Türkiye answered quickly, though. Arda Güler and Orkun Kökçü struck in the first half to flip the scoreboard, with Güler, the 21-year-old Real Madrid standout, involved in both goals. Sebastian Berhalter restored parity just after the break with a thunderous effort from distance, setting up a frantic final half hour.

The most anticipated moment of the night came in the 58th minute, when Christian Pulisic checked in for his first action since leaving the Paraguay opener with a calf injury. The AC Milan midfielder was electric immediately, creating chances and nearly scoring before a 63rd-minute effort rattled the post.

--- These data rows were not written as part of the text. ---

PR #1269, opened 2016-10-05
Replace 'race-capture.com' with 'Podium' in preferences resource file.

### LINKED ISSUE #1268: Preferences screen references race-capture.com under Send Telemetry
I noticed that the app still makes reference to race-capture.com in the preferences screen.  It should instead reference 'Podium'.

ddimensia:
resolves #1268


brentpicasso:
Rabble! I thought we got all of those. :)

PR #1271, opened 2016-10-08
Issue #1195: Delay session stop after dashboard is exited by one minute.

### LINKED ISSUE #1195: Delay session stop to allow accidental exit / re-enter of dashboard mode.
If the user exits dashboard mode by accident, the session should not stop immediately. Session could stop some time (say one minute) after dashboard is exited. 

This would prevent excessive number of small sessions.

ddimensia:
Resolves #1195 

I added a timer that gets started on when the view leaves the dashboard.  If the view returns to the dashboard then the timer will be canceled, if the timer fires then the session will actually be stopped.  The default delay is 60 seconds, currently this isn't configurable in the app but could probably be added to the app preferences.

### DIFF
--- a/autosportlabs/racecapture/data/sessionrecorder.py
+++ b/autosportlabs/racecapture/data/sessionrecorder.py
@@ -18,11 +18,11 @@
 # have received a copy of the GNU General Public License along with
 # this code. If not, see <http://www.gnu.org/licenses/>.
 
-from datetime import datetime
-from autosportlabs.racecapture.datastore import Session
+from kivy.clock import Clock
 from kivy.logger import Logger
 from kivy.event import EventDispatcher
 from autosportlabs.util.timeutil import format_time
+
 
 class SessionRecorder(EventDispatcher) :
     """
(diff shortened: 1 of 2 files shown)


ddimensia:
I need to update/add tests and I think making this configurable may be a good idea although that could be added as a separate Issue/PR if you'd like to get this in sooner.

ddimensia:
Updated and added tests, fixed an issue where disconnect didn't stop the session immediately.  I also made it so that the stop timer can be disabled if the stop_delay is set to <= 0.  I squashed my commit into one as to keep the commit history reasonably clean.

brentpicasso:
awesome - will check it out this weekend!

brentpicasso:
Recommend using Kivy's Clock.create_trigger mechanism instead of creating a thread; this keep the processing in the UI thread. 

For a great example, see toolbarview.py - 

line 286, 299 and 218 for an example of a trigger that can be cancelled.

ddimensia:
Updated to use Clock.create_trigger instead of Timer.  Update unit tests and verified changes locally via OSX + RC.

brentpicasso:
tested, works great. :ship:

PR #1272, opened 2016-10-10
Mark RCPAPI worker threads as daemon threads, clean up some deprecated calls.

ddimensia:
This PR has two commits, the first just fixes some deprecated call warnings that were showing up in the logs and should have no effect on how the app behaves.

The second commit is to resolve a few issues I've noticed while running the app using Linux on a Raspberry Pi 3.  The issues also present themselves on OSX but are not as big of a deal given that the application isn't fullscreen like it is on Linux.  

There are basically two issues that manifest in the same behavior.  First, if a user tries to kill the app using a SIGINT or CTRL-C then kivy tries to kill the application but the background worker threads keep the application from dying.  Second, if an unhandled exception is thrown in the application there is the appears that the application freezes, however, kivy is trying to close the app, similar to a SIGINT, but stays active due to the worker threads.

By switching the background threads to be daemon threads it allows the kivy app to close if either a SIGINT is received or if an unhandled exception occurs.

### DIFF
--- a/autosportlabs/racecapture/api/rcpapi.py
+++ b/autosportlabs/racecapture/api/rcpapi.py
@@ -133,6 +133,7 @@ class RcpApi:
     def _start_message_rx_worker(self):
         self._running.set()
         t = Thread(target=self.msg_rx_worker)
+        t.daemon = True
         t.start()
         self._msg_rx_thread = t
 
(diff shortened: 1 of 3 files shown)


brentpicasso:
Looks good. thanks for the fixes!

PR #1279, opened 2016-10-17
Issue #1065: Added license header to all .py, .kv, .java, and .sh files where appropriate

ddimensia:
I also fixed some spacing issues in some files that already head the header.


brentpicasso:
Wow. thanks!

Issue #931, opened 2016-04-11
IndexError: list index out of range


stieg:
Got this when importing a fixed log file where the names had spaces (Issue #901).  Don't know the cause but we should handle it...

```
[INFO              ] [DataStore   ] Created session with ID: 5
 Exception in thread Thread-11:
 Traceback (most recent call last):
   File "/usr/lib64/python2.7/threading.py", line 813, in __bootstrap_inner
     self.run()
   File "/usr/lib64/python2.7/threading.py", line 766, in run
     self.__target(*self.__args, **self.__kwargs)
   File "/home/stieg/Devel/asl/rc_app/autosportlabs/racecapture/views/analysis/addstreamview.py", line 183, in _loader_thread
     session_id = self.datastore.import_datalog(logpath, session_name, session_notes, self._update_progress)
   File "/home/stieg/Devel/asl/rc_app/autosportlabs/racecapture/datastore/datastore.py", line 23, in wrap
     ret = f(*args)
   File "/home/stieg/Devel/asl/rc_app/autosportlabs/racecapture/datastore/datastore.py", line 797, in import_datalog
     self._handle_data(dl, headers, session_id, warnings, progress_cb)
   File "/home/stieg/Devel/asl/rc_app/autosportlabs/racecapture/datastore/datastore.py", line 681, in _handle_data
     cur.executemany(datapoint_sql, datapoint_iter(newdata_gen, starting_datalog_id))
   File "/home/stieg/Devel/asl/rc_app/autosportlabs/racecapture/datastore/datastore.py", line 662, in datapoint_iter
     for record in data:
   File "/home/stieg/Devel/asl/rc_app/autosportlabs/racecapture/datastore/datastore.py", line 564, in _desparsified_data_generator
     work_list[c].append(channels[c])
 IndexError: list index out of range
 ```

[RC_8_fixed.LOG.txt](https://github.com/autosportlabs/RaceCapture_App/files/213595/RC_8_fixed.LOG.txt)

stieg:
We need to be able to discard lines if they are improperly formatted for whatever reason.

ddimensia:
I believe this was fixed with 5aba116dc53ed5859f6b5981a6839439380d13fe, 92539e6e9740435fa9d84f00fe280853bf059017 and  8ee2298090e5cbc189d0e7a45ed0690ba6ae7872.  Within those commits the log file is checked to make sure that the channel list is less than the number of elements in the log.

[...]

PR #1280, opened 2016-10-17
Issue #931: Fixed issue with line number not being incremented

ddimensia:
The 'current_line' wasn't being incremented which would allow the code to fail if the second line was malformed.  

I moved the current_line += 1 to the bottom of the loop.  The only effect this would have verses it's previous placement would be on the calculation of the percentage status bar.  It could be considered off by one but given that the dialog disappears at the end of the loading I don't know if would be noticeable by the end user.


brentpicasso:
tested, seems legit. :ship:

Brenden Aaronson couldn't convert the rebound.

In the eighth minute of stoppage time, Can Uzun found space at the back post and laid the ball across for Ayhan to slide home the winner—a gut-punch finish that snapped the Americans' perfect record heading into their Round of 32 date with Bosnia and Herzegovina next Wednesday.

Monday, June 22, 2026

U.S. vs Turkiye: A Soccer History

All Five Matches Between the Two Nations Have Been Close Contests

Thursday's group finale at SoFi Stadium will mark just the sixth all-time meeting between the United States and Turkey, a rivalry that, while brief, has produced no shortage of drama across three decades.

The two nations first met in September 1991, when Frank Klopas earned the Americans a 1-1 draw in Istanbul. Their most consequential clash came at the 2003 FIFA Confederations Cup, where Turkey handed the U.S. a 2-1 group-stage defeat. DaMarcus Beasley provided the lone American goal on the way to the USMNT's early elimination from the competition.

The Americans then strung together back-to-back friendly victories. Jozy Altidore and Clint Dempsey scored in a 2-1 win in Philadelphia ahead of the 2010 World Cup, and Dempsey joined Fabian Johnson on the scoresheet for another 2-1 result at Red Bull Arena in 2014.

The most recent meeting came just last summer, a tightly contested friendly in which Jack McGlynn struck in the opening minute before Turkey rallied to win 2-1.

That leaves the all-time series perfectly deadlocked at two wins, two losses and a draw apiece. Both nations also have significant World Cup history—Turkey's remarkable third-place finish in 2002 and the USMNT's consistent presence on the global stage—making Thursday's dead rubber a chance to tip the balance.